PR #1167, opened 2021-11-05
partner_identification_gln: migrate to v14

simahawk:


partner_identification_gln/tests/test_gln.py
```diff
@@ -6,19 +6,20 @@
...
 class TestGLN(SavepointCase):
-    def setUp(self):
-        super(TestGLN, self).setUp()
-        self.partner = self.env["res.partner"].create({"name": "TestGLN"})
-        self.partner2 = self.env["res.partner"].create({"name": "TestGLN2"})
-        pc = self.env.ref(
-            "partner_identification_gln." "partner_identification_gln_number_category"
+    @classmethod
+    def setUpClass(cls):
+        super().setUpClass()
```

----------------

## Exercise instructions
The response must give every line from the material above that holds the string "super".

## Task response
-        super(TestGLN, self).setUp()
+        super().setUpClass()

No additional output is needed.